Prince Rupert Port lies on Kaien Island in western British Columbia’s Chatham Sound. Near the mouth of Canada’s Skeena River, it is 1500 kilometers northwest of Vancouver. Prince Rupert Port is an ice-free harbor that serves the lumber and mining industries as well as the surrounding agricultural area. Prince Rupert Port was a supply base and marshaling point for Allied forces during World War II. In 2006, almost 13 thousand people called Prince Rupert Port home.

Port History

Archaeological evidence suggests that the area was inhabited by the indigenous Tsimshian peoples for four to five thousand years before Europeans arrived there. Prince Rupert Port was named for the Hudson Bay Company’s first governor, Prince Rupert of the Rhine. Born as a tent city in 1906, it was founded in 1910 by the general manager of the Grand Trunk Pacific Railway that came to town in 1914.

Resident Charles Hays once held great ambitions for Prince Rupert Port, but his plans died when he went down with the RMS Titanic in 1912. Promised a highway connection to the mainland by local politicians, the town grew slowly over the years. During World War II, American troops completed the highway, leaving support for the city’s major industries (fishing and forestry).

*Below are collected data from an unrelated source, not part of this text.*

PR #1079, opened 2023-12-26
Add the GitHub action to upgrade the operator when a new version tag is created

maqiuyujoyce:
### Change description

Fixes b/315219970

### Tests you have done

Tested the GitHub action against my fork repo with the following commands (to create a new test tag):

```
git tag -a "v1.200.9" [LAST_COMMIT_SHA_IN_HISTORY] -m "test"
git push origin v1.200.9
```

The action was triggered here: https://github.com/maqiuyujoyce/k8s-config-connector/actions/runs/7332214200/job/19966023037

And it created a PR containing all the changes in my branch: https://github.com/maqiuyujoyce/k8s-config-connector/pull/13

(This PR contains the changes in one commit so it doesn't have the same commit history as the PR.)

We should verify it works fine against the product repo in the next release.

### DIFF
--- a/.github/workflows/upgrade-operator.yaml
+++ b/.github/workflows/upgrade-operator.yaml
@@ -53,14 +53,16 @@ jobs:
           echo "Running 'make upgrade-kcc'..."
           make -C operator upgrade-kcc
           echo "Ensuring there is diff and committing the change..."
-          git diff
+          if [[ -z `git status --porcelain` ]]; then
+            echo "Exiting the workflow as there is no change to generate a PR."
+            exit 1
+          fi
           git add .
           git commit -m "Upgrade KCC operator to version ${{ env.RELEASE_VERSION }}"
       - name: "Create PR"
         run: |
           echo "Adding a remote pointing to GoogleCloudPlatform/k8s-config-connector..."
           git remote add target https://github.com/GoogleCloudPlatform/k8s-config-connector.git
-          git remote -vv
           export BRANCH=operator-upgrade-$(date +"%Y%m%d%H%M%S")
           echo "Setting up branch '${BRANCH}'..."
           git checkout -b ${BRANCH}
--- a/.github/workflows/upgrade-operator.yaml
+++ b/.github/workflows/upgrade-operator.yaml
@@ -1,0 +1,72 @@
+# Copyright 2023 Google LLC
+#
+# Licensed under the Apache License, Version 2.0 (the "License");
+# you may not use this file except in compliance with the License.
+# You may obtain a copy of the License at
+#
+#      http://www.apache.org/licenses/LICENSE-2.0
+#
+# Unless required by applicable law or agreed to in writing, software
+# distributed under the License is distributed on an "AS IS" BASIS,
+# WITHOUT WARRANTIES OR CONDITIONS OF ANY KIND, either express or implied.
+# See the License for the specific language governing permissions and
+# limitations under the License.
+
+name: Upgrade Operator
+
+on:
+  push:
+    # The action is only triggered when a new tag following the current
+    # convention is created.
+    tags: [ "v1.[0-9]+.[0-9]+" ]
+
+jobs:
+  upgrade:
+    runs-on: ubuntu-latest
+    timeout-minutes: 60
+    steps:
+      - uses: actions/checkout@v3
+        with:
+          # This is to get all the commits.
+          fetch-depth: 0
+      - uses: actions/setup-go@v4
+        with:
+          go-version: "1.21.5"
+      - name: "Set env"
+        run: |
+          echo "RELEASE_VERSION=${GITHUB_REF#refs/*/}" >> $GITHUB_ENV
+      # ${{ env.RELEASE_VERSION }} is not accessible in the same step when it is
+      # set.
+      - name: "Check current state"
+        run: |
+          git config user.name "GitHub Actions Bot"
+          git config user.email "<>"
+          echo "Checking the current state..."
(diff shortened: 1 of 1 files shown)


.github/workflows/upgrade-operator.yaml
```diff
@@ -0,0 +1,72 @@
...
+          make -C operator upgrade-kcc
+          echo "Ensuring there is diff and committing the change..."
+          git diff
+          git add .
+          git commit -m "Upgrade KCC operator to version ${{ env.RELEASE_VERSION }}"
+      - name: "Create PR"
+        run: |
+          echo "Adding a remote pointing to GoogleCloudPlatform/k8s-config-connector..."
+          git remote add target https://github.com/GoogleCloudPlatform/k8s-config-connector.git
+          git remote -vv
```
diviner524, line 63: This is for debugging and can be removed?

.github/workflows/upgrade-operator.yaml
```diff
@@ -0,0 +1,72 @@
...
+          export BRANCH=operator-upgrade-$(date +"%Y%m%d%H%M%S")
+          echo "Setting up branch '${BRANCH}'..."
+          git checkout -b ${BRANCH}
+          echo "Creating the PR against master branch of GoogleCloudPlatform/k8s-config-connector..."
+          git push -u target ${BRANCH}
+          gh repo set-default GoogleCloudPlatform/k8s-config-connector
+          gh pr create --head ${BRANCH} --title 'Upgrade KCC operator to version ${{ env.RELEASE_VERSION }}' --body 'Upgrade KCC operator to version ${{ env.RELEASE_VERSION }}.'
```
diviner524, line 70: If this auto-generated PR is not getting merged timely, I think there will be a chance of conflicting changes merged, and we can do nothing to resolve the conflict.

As an example if someone happens to have updated `operator/config/default/kustomization.yaml` after we create the release tag and before we merge this PR, the PR will then become not mergeable. Also there will be no way for us to re-generate this PR, as IIUC, it will always be generated based on v1.X.X tag.

This was not a problem previously because we manually run make upgrade-kcc against the HEAD of master branch.

Having said that, I think the chance of the above happening is low so I think we don't need to worry about it now.

.github/workflows/upgrade-operator.yaml
```diff
@@ -0,0 +1,72 @@
...
+      # ${{ env.RELEASE_VERSION }} is not accessible in the same step when it is
+      # set.
+      - name: "Check current state"
+        run: |
+          git config user.name "GitHub Actions Bot"
+          git config user.email "<>"
+          echo "Checking the current state..."
+          echo "Release version: ${{ env.RELEASE_VERSION }}"
+          echo "Location: $(pwd)"
+          echo "Commit history:"
```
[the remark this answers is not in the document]
maqiuyujoyce: I consider them part of the logs, not necessarily only for debugging purpose. For example, we print out the version, and other necessary information when we run the weekly release scripts. I think this is similar. Do you have any concerns?

.github/workflows/upgrade-operator.yaml
```diff
@@ -0,0 +1,72 @@
...
+          git log --oneline -10
+          echo "Current branch:"
+          git branch
+      - name: "Upgrade KCC operator"
+        run: |
+          echo "Running 'make upgrade-kcc'..."
+          make -C operator upgrade-kcc
+          echo "Ensuring there is diff and committing the change..."
```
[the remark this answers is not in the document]
maqiuyujoyce: Good point. Added a if condition to exit the workflow when there is no diff.

.github/workflows/upgrade-operator.yaml
maqiuyujoyce: Done.

.github/workflows/upgrade-operator.yaml
maqiuyujoyce: > As an example if someone happens to have updated operator/config/default/kustomization.yaml after we create the release tag and before we merge this PR, the PR will then become not mergeable. Also there will be no way for us to re-generate this PR, as IIUC, it will always be generated based on v1.X.X tag.

Agreed that this is solid concern. Let's keep track of the occurrences of such edge cases and see if we should introduce another trigger for this GitHub action.

.github/workflows/upgrade-operator.yaml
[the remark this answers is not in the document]
maqiuyujoyce: Updated the log a bit.

.github/workflows/upgrade-operator.yaml
```diff
@@ -0,0 +1,74 @@
...
+          if [[ -z `git status --porcelain` ]]; then
+            echo "Exiting the workflow as there is no change to generate a PR."
+            exit 1
+          fi
+          git add .
```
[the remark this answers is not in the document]
maqiuyujoyce: Good point! Done.

.github/workflows/upgrade-operator.yaml
```diff
@@ -57,7 +57,7 @@ jobs:
             echo "Exiting the workflow as there is no change to generate a PR."
             exit 1
           fi
-          git add .
+          git add -A .
```
diviner524, line 60: nit: `git add -A` is the same as `git add -A .`, so the `.` is redundant.

maqiuyujoyce: Thanks for pointing it out! I also checked the latest manual and experimented with the command locally, and found that `git add .` should already add all the modified, added and deleted files: https://git-scm.com/docs/git-add#Documentation/git-add.txt-ltpathspecgt82308203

In the 1950s, a pulp mill opened, followed closely by coal and grain shipping terminals in Prince Rupert Port. From the 1960s to the 1980s, the city added a civic center, public library, performing arts center, swimming pool, and golf course as it became a city.

Economic hardship fell on the fishing and forest industries in the 1990s when disputes arose over fishing rights with Alaska and over lumber with the U.S. The subsequent closing of the pulp mill left many citizens out of work and the machinery unused. Reaching a peak of 18 thousand in the 1990s, Prince Rupert Port’s population began to decline.

Until 2004, Prince Rupert Port suffered hard times. But in 2004, a new cruise ship dock was opened, and a container port was announced in 2005. New owners took over the pulp mill, and shipping of coal and grain resumed.